Preheat your oven to 375 degrees F and line a baking sheet or two with parchment paper.
In a large bowl, add the two sticks of butter (stick in the microwave to soften a bit if necessary) and the sugar (1 cup). Cream together with a hand or standing mixer on high speed for about 3 minutes.
Add the egg, baking powder (1 teaspoon), and salt (¼ teaspoon) and mix for another minute.
Add the flour (2 cups) and mix until just combined. Add the crushed peppermint (½ cup) and mix again until just combined.
In a shallow bowl, stir together ½ cup crushed peppermint and ¼ cup sugar.
Using a small cookie scoop, measure out the dough and scoop directly into the bowl of peppermint and sugar. Using your hands or the bottom of a glass, press gently on top of the dough to coat well with the peppermint and sugar. Don't press too hard; you want them to be about a half an inch thick.
Place cookies on the parchment-covered baking sheet. At this point, if the peppermint and sugar didn't stick very well to some of them, you can sprinkle a little extra on top. Bake at 375 degrees F. for about 10 minutes, or until jut starting to get golden around the edges.
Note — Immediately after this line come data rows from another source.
PR #98, opened 2025-10-03
patch(DPE-8147): Require TLS

Gu1nness:
## 🏷 Type of changes

- [ ] Documentation Update
- [ ] Tooling and CI changes

## 📝 Description

This PR implements the require TLS feature:
 * Ensures that the connection in the cluster is encrypted
 * Ensures all client connections are encrypted
 * Disallow non client connections

## 📑 Motivation and Context

CIS hardening

Manually ensured the cluster was using TLS, trying to find a way to do it automatically.

## ✅ Checklist

### DIFF
--- a/single_kernel_mongo/managers/config.py
+++ b/single_kernel_mongo/managers/config.py
@@ -340,9 +340,11 @@ class MongoConfigManager(FileBasedConfigManager, ABC):
                     "security": {"clusterAuthMode": "x509"},
                     "net": {
                         "tls": {
-                            "allowInvalidCertificates": True,
                             "clusterCAFile": f"{self.workload.paths.int_ca_file}",
                             "clusterFile": f"{self.workload.paths.int_pem_file}",
+                            "clusterAuthX509": {
+                                "attributes": f"O={self.state.get_subject_name()}",
+                            },
                         }
                     },
                 },
@@ -366,7 +368,7 @@ class MongoConfigManager(FileBasedConfigManager, ABC):
                     "tls": {
                         "CAFile": f"{self.workload.paths.ext_ca_file}",
                         "certificateKeyFile": f"{self.workload.paths.ext_pem_file}",
-                        "mode": "preferTLS",
+                        "mode": "requireTLS",
                         "disabledProtocols": "TLS1_0,TLS1_1",
                     }
                 },
--- a/single_kernel_mongo/managers/config.py
+++ b/single_kernel_mongo/managers/config.py
@@ -18,7 +18,6 @@ from typing_extensions import override
 from yaml import safe_dump, safe_load
 
 from single_kernel_mongo.config.literals import (
-    LOCALHOST,
     PBM_RESTART_DELAY,
     CharmKind,
     MongoPorts,
@@ -496,7 +495,7 @@ class MongosConfigManager(MongoConfigManager):
             return {"sharding": {"configDB": uri}}
         return {
             "sharding": {
-                "configDB": f"{self.state.app_peer_data.replica_set}/{LOCALHOST}:{MongoPorts.MONGODB_PORT.value}"
+                "configDB": f"{self.state.app_peer_data.replica_set}/{self.state.unit_peer_data.internal_address}:{MongoPorts.MONGODB_PORT.value}"
             }
         }
 
--- a/single_kernel_mongo/managers/config.py
+++ b/single_kernel_mongo/managers/config.py
@@ -339,6 +339,7 @@ class MongoConfigManager(FileBasedConfigManager, ABC):
                     "security": {"clusterAuthMode": "x509"},
                     "net": {
                         "tls": {
+                            "allowInvalidCertificates": True,
                             "clusterCAFile": f"{self.workload.paths.int_ca_file}",
                             "clusterFile": f"{self.workload.paths.int_pem_file}",
                             "clusterAuthX509": {
--- a/single_kernel_mongo/managers/mongo.py
+++ b/single_kernel_mongo/managers/mongo.py
@@ -14,6 +14,7 @@ from __future__ import annotations
 import json
 import logging
 from typing import TYPE_CHECKING
+from urllib.parse import urlencode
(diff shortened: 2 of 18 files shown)


single_kernel_mongo/managers/config.py
```diff
@@ -340,9 +339,11 @@ def auth_parameter(self) -> dict[str, Any]:
                     "security": {"clusterAuthMode": "x509"},
                     "net": {
                         "tls": {
-                            "allowInvalidCertificates": True,
```
Mehdi-Bendriss, line 343: This would prevent invalid certificates, and from the [docs](https://www.mongodb.com/docs/manual/core/security-x.509/#std-label-client-x509-certificates-requirements), a valid certificate can be defined amongst others as:
- A single Certificate Authority (CA) must issue the certificates for both the client and the server.

Which would defeat the purpose of 2 relations with v4

single_kernel_mongo/managers/mongo.py
```diff
@@ -265,7 +272,7 @@ def add_user(self, relation: Relation):
                 return
 
             data_interface.set_endpoints(relation.id, ",".join(sorted(config.hosts)))
-            data_interface.set_uris(relation.id, config.uri)
+            data_interface.set_uris(relation.id, config.uri_without_tls)
```
Mehdi-Bendriss, line 275: Could you explain this?

single_kernel_mongo/managers/mongo.py
```diff
@@ -466,7 +472,7 @@ def process_added_units(self) -> None:
 
             for member in config_hosts - replset_members:
                 logger.debug("Adding %s to replica set", member)
-                if not self.mongod_ready(uri=member):
+                if not self.mongod_ready(uri=f"mongodb://{member}"):
```
Mehdi-Bendriss, line 475: Could you explain this, how could it work previously without the scheme?

single_kernel_mongo/managers/tls.py
```diff
@@ -252,6 +270,16 @@ def push_tls_files_to_workload(self) -> None:
         if internal_pem is not None:
             self.workload.write(self.workload.paths.int_pem_file, internal_pem)
 
+        if self.substrate == Substrates.VM:
+            return
+
+        if external_ca is not None:
+            self.state.paths.ext_ca_file.write_text(external_ca)
+            self.state.paths.ext_ca_file.chmod(600)
+        if external_pem is not None:
```
Mehdi-Bendriss: nit:
```suggestion
        if external_ca:
            self.state.paths.ext_ca_file.write_text(external_ca)
            self.state.paths.ext_ca_file.chmod(600)
        if external_pem:
```

single_kernel_mongo/state/charm_state.py
```diff
@@ -722,6 +733,10 @@ def is_shard_added_to_cluster(self) -> bool:
         if not self.config_server_name or not self.app_peer_data.mongos_hosts:
             return False
 
+        # We can't check if we don't have a valid certificate
+        if self.shard_state.internal_ca_secret is not None and not self.tls.external_enabled:
```
Mehdi-Bendriss, line 737: can this not be the case in the case where we're moving from No TLS, to adding TLS to a single sharded component?

single_kernel_mongo/state/charm_state.py
```diff
@@ -778,8 +793,9 @@ def mongodb_config_for_user(
             hosts=hosts or user.hosts,
             port=MongoPorts.MONGODB_PORT.value,
             roles=user.roles,
-            tls_external=self.tls.external_enabled,
-            tls_internal=self.tls.internal_enabled,
```
Mehdi-Bendriss, line 782: Why are we unsetting TLS internal?

tests/integration/helpers/tls.py
```diff
@@ -145,6 +180,42 @@ async def check_tls(
         return False
 
 
+async def cannot_connect_without_tls(
```
Mehdi-Bendriss, line 183: This is a matter of taste ultimately, personally I find it easier to check against and reason with positive functions than with negatives

Mehdi-Bendriss (commented):
Thank you Neha! Great work! I left a few questions

single_kernel_mongo/managers/mongo.py
Gu1nness: We're providing a URI that is to be used by the client database: we don't control where they will put the certificates, so we don't want to add the certificates paths as URI params so that we don't enforce the place where they should write it. It will be their responsibility to chose that.

single_kernel_mongo/managers/mongo.py
Gu1nness: It was working because we where never providing URI params after the host.
If we provide URI params after the host (in our case because of require TLS we MUST use certificates in case of TLS, so we have to provide a scheme to generate a valid URI.

single_kernel_mongo/state/charm_state.py
Gu1nness: Because we use require TLS, until we get a valid certificate we can't log to the config server: the config server is using TLS and we have to connect to the remote mongos so we must wait to have a certificate to be able to log in to their instance.
So until we get a valid certificate, we won't be able to check if the shard is added to the cluster.
The good thing is that we should theoretically never end up in that case, I added that as a safeguard so we don't raise later and we don't try to generate invalid URIs.
When we generate URIs with TLS parameters, it expects a valid path for the certificates and checks on the system so we protect ourselves by ensuring that the certificates are on the file system before trying to use it.

single_kernel_mongo/state/charm_state.py
Gu1nness: Because we never need that information for mongodb clients, we're never connecting as a member of the cluster, only as a client.
A client only requires external enabled, not internal enabled.

This code was added a long time ago and never used so I just cleaned it along the way.

Mehdi-Bendriss (approved):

In the meantime, you can prepare a second batch for the oven on another baking sheet.
Optional: These cookies flatten out quite a bit when baking. If you want a thicker circle cookie: Immediately after you take them out of the oven while they are still hot, use a wide glass or circle cookie cutter to run around each cookie gently to shape them into a circle.
Transfer cookies to a cooling rack to cool for a few minutes and enjoy!